I built a personal finance dashboard to help people keep track of their expenses. Here's why I split it into two backends, and the CORS issue that taught me more than the rest of the project combined.
This finance dashboard is really helpful for users to keep track of their expenses. All you have to do is add your budget for your needs, that's it, you can relax now. When you start spending money, just let the finance dashboard know where and how much you are spending. Take a look at the finance dashboard at the end of the month to see where you spent the most and where you saved money. This product helps people be more careful and aware of their spending. It is mainly for young people who are just starting to spend their own money.
The Architecture
The finance dashboard has two backends: a Node and Express server that handles adding expenses, deleting them, and setting budgets, and a Python and FastAPI server that handles all the analysis and chart data. Both backends connect to the same MongoDB Atlas database.
I chose to use two languages because each one is good at different things. Node and Express are great for simple tasks like adding an expense or deleting an entry i.e. things where you want it to happen quickly and don't need a lot of computation. Express handles this with minimal overhead.
The analysis part is different. To see how much you spend each month, how much you spend in each category, and how your budget compares to what you actually spent, you need to look at all the data, group it by category and month, and do some math. This is what Python is good at i.e. looking at data, grouping it, and doing math.
If I had built this project entirely in Node, I would have had to write a lot of extra code to do the analysis. If I had built it entirely in Python, the simple tasks would have been more complicated. So I split it into two backends. Each one does what it's good at.
The downside is that I now have two servers to manage, which means two deployments, two sets of environment variables, and a connection between them that I have to maintain. This is the cost of my decision, and I want to be clear about it.
How They Talk to Each Other
The React frontend talks to both backends directly. When you add an expense, it goes to the Node server. When you look at the analysis, the pie chart or the line chart, it goes to the FastAPI server.
Here's how it works: when you add an expense, the React form sends a request to the Node server, which writes it to the MongoDB Atlas database. Then the frontend asks the FastAPI server for the updated analysis, which looks at the data, does the math, and returns the updated chart data. The two backends never talk to each other directly. They only share the database.

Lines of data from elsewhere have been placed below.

PR #1277, opened 2026-04-30
fix: exclude .claude-pr snapshot from git staging

### LINKED ISSUE #1275: `restoreConfigFromBase` snapshot at `.claude-pr/` gets committed to PR branch when bot pushes a fix
## Summary

The `.claude-pr/` snapshot directory created by `restoreConfigFromBase` (introduced in #1172) is unintentionally committed to the user's PR branch whenever the Claude bot makes a fix-up commit during a PR-context run. This results in stealth commits that the bot's own reply comment doesn't acknowledge, polluting the PR with unrelated files.

## Reproduction

Repository conditions:
- Has any of the `SENSITIVE_PATHS` checked into the repo (most commonly `.claude/` and/or `CLAUDE.md`).
- Uses `claude-code-action@v1` with `@claude` mention triggers (`issue_comment` event on a PR).

Steps:
1. A PR is opened. `Claude PR Review` runs and posts a review comment with a suggestion.
2. A maintainer comments `@claude please address that suggestion`.
3. The action runs:
   - `restoreConfigFromBase` snapshots PR-authored `.claude/` and `CLAUDE.md` to `.claude-pr/.claude/` and `.claude-pr/CLAUDE.md`.
   - The CLI makes the requested fix to the actual source file (e.g. `tools/foo/bar.gs`).
   - The CLI commits with `git add -A` (or equivalent) and pushes.
4. **Two commits land on the PR branch**: the requested fix, plus a chore commit dragging in the entire `.claude-pr/` snapshot.

The bot's reply comment only mentions the requested fix — there is no mention of the `.claude-pr/` commit, so the user has no signal that this happened until they read `git log`.

## Expected

`.claude-pr/` is described in `restore-config.ts` as data \"for review agents (not executed)\" — i.e. an ephemeral runner-side artifact. It should never be committed to the user's repository.

## Actual

The directory is committed verbatim, often containing dozens to hundreds of files (every file under `.claude/skills/` etc.). On subsequent `@claude` runs, the now-tracked `.claude-pr/` shows diffs against the freshly-snapshotted version, causing repeated chore commits.

## Existing partial mitigation

`restoreConfigFromBase` already runs `git reset -- ${SENSITIVE_PATHS}` to unstage the base-branch revert of `.claude/`, `CLAUDE.md`, etc., precisely to keep them out of the CLI's later commits. The same protection is missing for `.claude-pr/` itself.

## Suggested fix

In `restoreConfigFromBase`, after creating `.claude-pr/`, append it to `.git/info/exclude` so it is invisible to `git add` regardless of the CLI's staging strategy:

```typescript
if (existsSync(\".claude-pr\")) {
  appendFileSync(\".git/info/exclude\", \"\\n.claude-pr/\\n\");
}
```

`.git/info/exclude` is preferred over modifying `.gitignore` because it does not mutate any tracked file in the user's repo, matching the design intent that `.claude-pr/` is a pure runner-side artifact.

## Real-world incidents

Two stealth commits in our private organization repo, both from bot runs:
- A chore commit adding the initial `.claude-pr/` (~100 files) on a PR about hardware OEM project structure — completely unrelated to the PR.
- A second chore commit re-syncing `.claude-pr/` on a different PR after a `@claude` fix-up request.

In both cases the bot's reply summarized only the requested change, so the maintainer only noticed the extra commit on review.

The Biggest Challenge — CORS
The biggest challenge wasn't the analysis or the simple tasks. It was getting the frontend to talk to both backends after deployment. When I was testing it on my computer, everything worked fine. When I deployed it, the frontend on Vercel, the Node server on Render, and the FastAPI server on Render as a separate service, each on a different domain, the browser started blocking requests because of CORS.
To fix this, I had to configure CORS on both backends separately. On the Express server, I added the cors package and specified which origin was allowed to make requests. On the FastAPI server, I did the same using FastAPI's CORSMiddleware.
What made this harder was that I had to debug two problems instead of one. If a request failed, it could be because of the Node CORS config, the FastAPI CORS config, or both. The fix that worked was being explicit i.e. only allowing the exact deployed frontend URL on both servers from the start.
What I'd Do Differently
If I were to start over, I would focus on CORS from the beginning and make sure both the Express server and the FastAPI server are configured correctly before deploying. This would make the deployment process smoother and avoid the back-and-forth debugging across both servers.